I use Owasp Anti samy with Ebay policy file to prevent XSS attacks on my website.
I also use Hibernate search to index my objects.
When I use this code:
String html = "special word: été";
// use the Ebay configuration file
Policy policy = Policy.getInstance(xssPolicyFile.getInputStream());
AntiSamy as = new AntiSamy();
CleanResults cr = as.scan(html, policy);
// result is now : "special word: été"
result = cr.getCleanHTML();
As you can see all chars "é" has been transformed to their html entity equivalent "é
"
My page is on UTF-8, so I don't need this transformation. Moreover, when I index this text with Hibernate Search, it indexes the word with html entities, so I can't find word "été" on my index.
How can I force antisamy to not transform special chars to their html entity equivalent ?
thanks
PS: an issue has been opened : http://code.google.com/p/owaspantisamy/issues/detail?id=99
I ran into the same problem this morning.
I have encapsulated antisamy in a class and I use apache StringEscapeUtil from apache common-lang to restore special characters.
CleanResults cleanResults = antiSamy.scan(taintedHtml);
cleanedHtml = cleanResults.getCleanHTML();
return StringEscapeUtils.unescapeHtml(cleanedHtml)
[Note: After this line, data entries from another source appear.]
PR #64, opened 2023-06-22
Add ibc handling to converter

ethanfrey:
(Currently untested)

- [x] Add ibc_packet_receive with price normalization and calling the virtual staking contract.
- [x] Add remote denom to the instantiate entry point
- [x] Solve converter / virtual_staking "chicken and egg" problem (see [ConverterContract::instantiate](https://github.com/osmosis-labs/mesh-security/blob/consumer-side-ibc-staking/contracts/consumer/converter/src/contract.rs#L36-L42))
- [x] Add ~~sudo entry point~~ test ExecMsg variants to allow testing
- [x] Write simple multi-test to test this

### DIFF
--- a/contracts/consumer/converter/src/contract.rs
+++ b/contracts/consumer/converter/src/contract.rs
@@ -1,4 +1,4 @@
-use cosmwasm_std::{Addr, Decimal, Response};
+use cosmwasm_std::{to_binary, Addr, Coin, Decimal, Deps, DepsMut, Event, Response, WasmMsg};
 use cw2::set_contract_version;
 use cw_storage_plus::Item;
 use cw_utils::nonpayable;
@@ -6,6 +6,8 @@ use sylvia::types::{ExecCtx, InstantiateCtx, QueryCtx};
 use sylvia::{contract, schemars};
 
 use mesh_apis::converter_api::{self, ConverterApi, RewardInfo};
+use mesh_apis::price_feed_api;
+use mesh_apis::virtual_staking_api;
 
 use crate::error::ContractError;
 use crate::msg::ConfigResponse;
@@ -51,6 +53,7 @@ impl ConverterContract<'_> {
             price_feed: ctx.deps.api.addr_validate(&price_feed)?,
             // TODO: better error if discount greater than 1 (this will panic)
             adjustment: Decimal::one() - discount,
+            local_denom: ctx.deps.querier.query_bonded_denom()?,
         };
         self.config.save(ctx.deps.storage, &config)?;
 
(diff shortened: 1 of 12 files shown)


ethanfrey:
Okay, the consumer side is implemented.

Please review, but this has some tests and should be ready to merge.
I tried doing things like:

```rust
    #[cfg(test)]
    #[msg(exec)]
    fn demo_stake(
```

and

```rust
    #[cfg_attr(test, msg(exec))]
    fn demo_stake(
```

but neither worked, as `#[msg]` doesn't seem to be an attribute but is actually parsed strings by the `#[contract]` macro.
If you find/know a better way to conditionally compile these methods, only for testing, let me know.

I am happy to use a feature flag as well, but the main part is some sort of `cfg` directive that plays well with the `msg(exec)` directive

contracts/consumer/converter/src/ibc.rs
```diff
@@ -142,11 +142,41 @@ pub fn ibc_channel_close(
...
 pub fn ibc_packet_receive(
-    _deps: DepsMut,
+    deps: DepsMut,
     _env: Env,
-    _msg: IbcPacketReceiveMsg,
+    msg: IbcPacketReceiveMsg,
 ) -> Result<IbcReceiveResponse, ContractError> {
-    todo!();
+    let packet: ProviderPacket = from_slice(&msg.packet.data)?;
+    let contract = ConverterContract::new();
```
maurolacy, line 150: Interesting. `sylvia`'s interfaces at work.

contracts/consumer/converter/src/contract.rs
```diff
@@ -44,24 +55,87 @@ impl ConverterContract<'_> {
...
+    /// Ideally we want conditional compilation of these whole methods and the enum variants
+    #[msg(exec)]
+    fn demo_stake(
+        &self,
+        ctx: ExecCtx,
+        validator: String,
+        stake: Coin,
+    ) -> Result<Response, ContractError> {
+        // This can only ever be valid in tests
+        ensure_eq!(ctx.info.sender, "ADMIN", ContractError::Unauthorized);
```
maurolacy, line 121: Was thinking of doing the same actually. Will give the `sudo` alternative a try asap.

contracts/consumer/converter/src/contract.rs
```diff
@@ -44,24 +55,87 @@ impl ConverterContract<'_> {
...
+        let init_data = parse_instantiate_response_data(&reply.data.unwrap())?;
+        let virtual_staking = Addr::unchecked(init_data.contract_address);
+        self.virtual_stake.save(deps.storage, &virtual_staking)?;
         Ok(Response::new())
     }
 
+    /// This is only used for tests
+    /// Ideally we want conditional compilation of these whole methods and the enum variants
+    #[msg(exec)]
+    fn demo_stake(
```
maurolacy, line 114: Nit: perhaps `test_stake` or `stake_test` is a better name.

contracts/consumer/converter/src/contract.rs
```diff
@@ -72,6 +146,79 @@ impl ConverterContract<'_> {
...
+        validator: String,
+        stake: Coin,
+    ) -> Result<Response, ContractError> {
+        let amount = self.normalize_price(deps.as_ref(), stake)?;
+
+        let event = Event::new("mesh-bond")
+            .add_attribute("validator", &validator)
+            .add_attribute("amount", amount.amount.to_string());
+
+        let msg = virtual_staking_api::ExecMsg::Bond { validator, amount };
```
maurolacy, line 164: Nit: Shouldn't this better be called `Delegate`?

contracts/consumer/converter/src/contract.rs
```diff
@@ -72,6 +146,79 @@ impl ConverterContract<'_> {
...
+            contract_addr: self.virtual_stake.load(deps.storage)?.into(),
+            msg: to_binary(&msg)?,
+            funds: vec![],
+        };
+
+        Ok(Response::new().add_message(msg).add_event(event))
+    }
+
+    fn normalize_price(&self, deps: Deps, amount: Coin) -> Result<Coin, ContractError> {
+        // TODO: ensure the proper remote denom - set this in the instantiate
```
maurolacy, line 199: Remove this TODO

contracts/consumer/converter/src/contract.rs
```diff
@@ -72,6 +146,79 @@ impl ConverterContract<'_> {
...
+                sent: amount.denom,
+                expected: config.remote_denom
+            }
+        );
+
+        // get the price value (usage is a bit clunky, need use trait and cannot chain Remote::new() with .querier())
+        use price_feed_api::Querier;
+        let remote = price_feed_api::Remote::new(config.price_feed);
+        let price_feed = remote.querier(&deps.querier);
+        let price = price_feed.price()?.native_per_foreign;
```
maurolacy, line 214: Guess this query will look something like

`let price = price_feed.price(config.remote_denom)?.native_per_foreign;`

in the (near?) future.

contracts/consumer/converter/src/contract.rs
```diff
@@ -72,6 +146,79 @@ impl ConverterContract<'_> {
...
+        let converted = (amount.amount * price) * config.adjustment;
```
maurolacy, line 215: Nit: Rename `adjustment` to `price_adjustment`.

maurolacy (approved):
Looks good! Will take a look at the tests next.

maurolacy:
> neither worked, as `#[msg]` doesn't seem to be an attribute but is actually parsed strings by the `#[contract]` macro. If you find/know a better way to conditionally compile these methods, only for testing, let me know.
> 
> I am happy to use a feature flag as well, but the main part is some sort of `cfg` directive that plays well with the `msg(exec)` directive

Was trying the same to no avail. I think we need to use some form of `sudo`. The trick with the "ADMIN" check is something I thought but decided not to do. Will work on improving this asap.

contracts/consumer/converter/src/ibc.rs
ethanfrey: Yeah, how I did in sudo. I put the (unsupported) entry point outside of the struct and then call into methods.

contracts/consumer/converter/src/contract.rs
ethanfrey: Good question, can you make a different issue on this?
Out of scope of the IBC connection

contracts/consumer/converter/src/contract.rs
ethanfrey: Yes, related issue: https://github.com/CosmWasm/sylvia/issues/181
I will add this to code comment

ethanfrey:
BTW, I settled on this:

```rust
#[msg(exec)]
    fn test_stake(
        &self,
        ctx: ExecCtx,
        validator: String,
        stake: Coin,
        #[cfg(test)] {
            // This can only ever be called in tests
            self.stake(ctx.deps, validator, stake)
        }
        #[cfg(not(test))] {
            let _ = (ctx, validator, stake);
            Err(ContractError::Unauthorized)
        }
    }
```

The entry point is still there, but it is compile-time fixed to errors in non-test builds.

PR #66, opened 2023-06-26
Fix details

maurolacy:
A small PR with some comments updates / style fixes after a quick review of the main recent changes.


contracts/provider/external-staking/src/contract.rs
```diff
@@ -844,8 +844,11 @@ pub mod cross_staking {
                 resp = resp.add_message(msg);
             }
 
-            // This is later so `mut resp` is valid in test and non-test code
-            resp = resp.add_attribute("tx_id", tx_id.to_string());
+            resp = resp
```
ethanfrey, line 847: Ah, it does look better there

ethanfrey (approved):
Nice fixes

PR #73, opened 2023-06-27
Better ibc tests

ethanfrey:
Try to accept (ignore) IbcMsg so we can run the full tests, but I cannot customize sylvia mt wrapper sufficiently

### DIFF
--- a/contracts/provider/external-staking/src/multitest.rs
+++ b/contracts/provider/external-staking/src/multitest.rs
@@ -704,14 +704,14 @@ fn distribution() {
     // 20 tokens for users[0]
     // 30 tokens for users[1]
     contract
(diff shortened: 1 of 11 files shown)


contracts/provider/external-staking/src/multitest.rs
```diff
@@ -66,7 +66,10 @@ fn setup<'app>(
 
 #[test]
 fn instantiate() {
-    let app = App::default();
+    let mt_app = cw_multi_test::AppBuilder::new()
```
ethanfrey, line 69: This errors as sylvia::multitest_utils::App doesn't let me override the module types

JakeHartnell:
Closing as stale, seems like most of this already made it in.

PR #74, opened 2023-06-27
Ensure validators are registered before staking

### LINKED ISSUE #70: Reject unknown validators for external staking
I was testing with a provider chain validator address that got accepted and eventually failed in epoch rebalance on the consumer side. This should fail faster

ethanfrey:
Closes #70 

This doesn't let a new stake occur unless when know the validator is in the active set.
Added a test command to place a validator in the active set.

### DIFF
--- a/contracts/provider/external-staking/src/multitest.rs
+++ b/contracts/provider/external-staking/src/multitest.rs
@@ -1,6 +1,7 @@
 use anyhow::Result as AnyResult;
 
 use cosmwasm_std::{coin, coins, to_binary, Addr, Decimal};
+use mesh_apis::ibc::AddValidator;
 use mesh_native_staking::contract::multitest_utils::CodeId as NativeStakingCodeId;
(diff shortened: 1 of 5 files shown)


contracts/provider/external-staking/src/multitest.rs
```diff
@@ -115,6 +125,23 @@ fn staking() {
         .call(users[1])
         .unwrap();
 
+    /*
```
ethanfrey, line 128: @hashedone @jawoznia 

Another non-blocking issue in Sylvia.

User calls contract A. contract A returns message to execute contract B. contract B calls fail (no reply registered). A and B both have different ContractError registered.

The caller doesn't ever get the result, but it fails inside ExecProxy when trying to downcast the result to vault::ContractError (contract A). Not sure if the error is external_staking::ContractError (contract B), or StdError, but I want to assert this fails without panic-ing the test

ethanfrey:
Merging this one. Happy for more detailed review later.

PR #78, opened 2023-06-27
Configure max slashable

### LINKED ISSUE #71: All configuring the max_slashable amount for staking
Currently, for MVP, it is [hardcoded at 10% for local staking](https://github.com/osmosis-labs/mesh-security/blob/v0.3.0-beta.2/contracts/provider/native-staking/src/contract.rs#L21-L22) and set to [5% for remote staking](https://github.com/osmosis-labs/mesh-security/blob/v0.3.0-beta.2/contracts/provider/external-staking/src/contract.rs#L857-L867)

We could easily add an argument for this to the InstantiateMsg of both contracts. Maybe there is some way to query that directly from the chain, but if not, let's just make it optional on instantiate.

ethanfrey:
Closes #71 

Allows configuring max_slashing for native-staking and external-staking, making them more versatile and especially providing better test cases (when this is high, the total slashable becomes a factor).

Note this adds a new parameter to the InstantiateMsg of both of those contracts `max_slashable: Decimal`

### DIFF
--- a/contracts/provider/external-staking/src/multitest.rs
+++ b/contracts/provider/external-staking/src/multitest.rs
@@ -21,6 +21,8 @@ use crate::msg::{AuthorizedEndpoint, ReceiveVirtualStake, StakeInfo};
 const OSMO: &str = "osmo";
 const STAR: &str = "star";
 
+const SLASHING_PERCENTAGE: u64 = 10;
+
 // Shortcut setuping all needed contracts
 //
 // Returns vault and external staking proxies
@@ -59,6 +61,7 @@ fn setup<'app>(
             vault.contract_addr.to_string(),
             unbond_period,
             remote_contact,
+            Decimal::percent(SLASHING_PERCENTAGE),
         )
         .call(owner)?;
 
@@ -78,7 +81,7 @@ fn instantiate() {
     assert_eq!(stakes.stakes, []);
 
     let max_slash = contract.cross_staking_api_proxy().max_slash().unwrap();
-    assert_eq!(max_slash.max_slash, Decimal::percent(5));
+    assert_eq!(max_slash.max_slash, Decimal::percent(SLASHING_PERCENTAGE));
 }
 
 #[test]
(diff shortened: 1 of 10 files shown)


contracts/provider/native-staking/src/local_staking_api.rs
```diff
@@ -79,9 +80,10 @@ impl LocalStakingApi for NativeStakingContract<'_> {
     /// Returns the maximum percentage that can be slashed
     /// TODO: Any way to query this from the chain? Or we just pass in InstantiateMsg?
```
maurolacy, line 81: Remove this TODO.

contracts/provider/external-staking/src/state.rs
```diff
@@ -13,8 +13,10 @@ pub struct Config {
     pub rewards_denom: String,
     /// Vault contract address
     pub vault: VaultApiHelper,
-    /// Ubbounding period for claims in seconds
+    /// Unbounding period for claims in seconds
```
maurolacy, line 16: Unbounding -> Unbonding. 🙂

contracts/provider/external-staking/src/multitest.rs
```diff
@@ -37,6 +39,7 @@ fn setup<'app>(
     let native_staking_instantiate = NativeStakingInstantiateMsg {
         denom: OSMO.to_owned(),
         proxy_code_id: native_staking_proxy_code.code_id(),
+        max_slashing: Decimal::percent(5),
```
maurolacy, line 42: Is this to distinguish local from external slashing percentages? (i.e. they don't need to be the same). Perhaps use two different constants then?

maurolacy (approved):
LGTM.

contracts/provider/external-staking/src/multitest.rs
ethanfrey: Yeah, I just wanted to set up different values, so if there are future tests on slashing it is clear which value is used. I will add a constant

PR #300, opened 2024-06-05
Add Nix files and commit `Cargo.lock`

pnmadelaine:
Add a Nix expression to build `ml-kem`


pnmadelaine:
I disabled LTO in the Nix build as it causes the build to fail. Am I missing something, is there a specific toolchain to use? I am using `gcc` and `ld`.

pnmadelaine:
using mold instead of ld seems to fix the issue!

libcrux-ml-kem/c/CMakeLists.txt
```diff
@@ -108,13 +108,7 @@ target_link_libraries(sha3_test PRIVATE
 
 # --- Benchmarks
 
-FetchContent_Populate(benchmark
```
franziskuskiefer, line 111: Where does this change come from? It doesn't look right.

franziskuskiefer (changes requested):
Thanks, generally looks good except for that one change.

pnmadelaine:
@franziskuskiefer I'll just continue the conversation here as github seems to double all my comments on the code (?)

I think you meant using `fetch_package` was not right because it required installing `benchmark` manually? I used `FetchContent_Declare` instead, is that okay with you?

W95Psp:
(quoting myself from https://github.com/cryspen/bertie/pull/118, since it's the same concern)
> I see no point in not committing flake.lock, of we don't commit flake.lock, we should drop the nix expressions altogether. The nix job you added will check the nix expressions are up to date as code changes, that's all we need imo. Locked flakes are especially useful to make sure we'll be able to build the project in the future.

pnmadelaine:
converting to draft as this is currently broken after updating

protz (approved):

franziskuskiefer (approved):

PR #305, opened 2024-06-10
Pull out `hkdf` and `hmac` modules as standalone crates

jschneider-bensch:
This PR pulls out the `libcrux::hkdf` and `libcrux::hmac` modules, as well as their dependencies in the `libcrux::hacl` module into their own crates:
-  `libcrux-hkdf` which only depends on `sys/hacl` and 
-  `libcrux-hmac`, which also depends on the new `libcrux-hkdf` crate

I've also replaced these modules in `libcrux` with a re-export of the standalone crates' APIs and pruned the `libcrux::hacl` module of the dead code.


franziskuskiefer (approved):
Thanks, looks good to me.
We should add the wycheproofs tests to the crates. But looks like they're not there yet. Can you file a follow up?

jschneider-bensch:
> Thanks, looks good to me. We should add the wycheproofs tests to the crates. But looks like they're not there yet. Can you file a follow up?

I've filed a follow up here: #306

PR #308, opened 2024-06-11
Making ML-KEM Extract Again

karthikbhargavan:
This PR does some changes to make the new ML-KEM code extract to F*.
This does not lax typecheck yet.


franziskuskiefer:
I checked performance and couldn't measure a difference in Rust or C.
I updated the C extraction with AeneasVerif/eurydice#25 and added a small helper for build after getting tired of calling cmake directly all the time.

The hax CI needs to get fixed and we need to re-enable the extraction of this crate on CI.

franziskuskiefer (approved):

PR #309, opened 2024-06-11
Laying groundwork for implementing ML-DSA signing.

xvzcf:


libcrux-ml-dsa/src/deserialize.rs
```diff
@@ -0,0 +1,221 @@
...
+    }
+}
+
+#[cfg(test)]
+mod tests {
+    use super::*;
+
+    #[test]
+    fn test_deserialize_to_mask_when_gamma1_is_2_pow_17() {
+        let bytes = [
```
franziskuskiefer, line 81: Please add a description where this is coming from or instructions how to generate it.

franziskuskiefer (approved):
lgtm with one nit

PR #315, opened 2024-06-12
CI: update `nix.yml`

pnmadelaine:
- run `nix.yml` on pull requests
- use nix cache


pnmadelaine:
I think it is better to merge this first.

The Nix job is going to fail anyway until the interaction with Eurydice is fixed.
With this at least it is going to fail faster! :)

franziskuskiefer (approved):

The result is a cleaned up HTML without the HTML escaping of special characters.
Hope this helps.
Like Mohamad said it in a comment, Antisamy has just released a new directive named : entityEncodeIntlChars
here is the detail : http://code.google.com/p/owaspantisamy/source/detail?r=240
It seems that this directive solves the problem.
After scouring the AntiSamy source code, I found no way of changing this behavior apart from modifying AntiSamy.
Check out this one: http://code.google.com/p/owaspantisamy/source/browse/#svn/trunk/dotNet/current/source/owaspantisamy/html/scan
Grab the source and notice that key classes (AntiSamyDOMScanner, CleanResults) use standard framework objects (like XmlDocument). Compile and run with the binary you compiled - so that you can see everything in a debugger - as in which of the major classes actually corrupts your data. With that in hand you'll be able to either change a few properties on major objects to make it stop or inject your own post-processing to revert the wrongdoing (say with a regexp). Latter you can expose that as additional top-level property, say one named NoMess :-)
Chances are that behavior in that respect is different between languages (there's 3 in that trunk) but the same tactics will work no matter which one you have to deal with.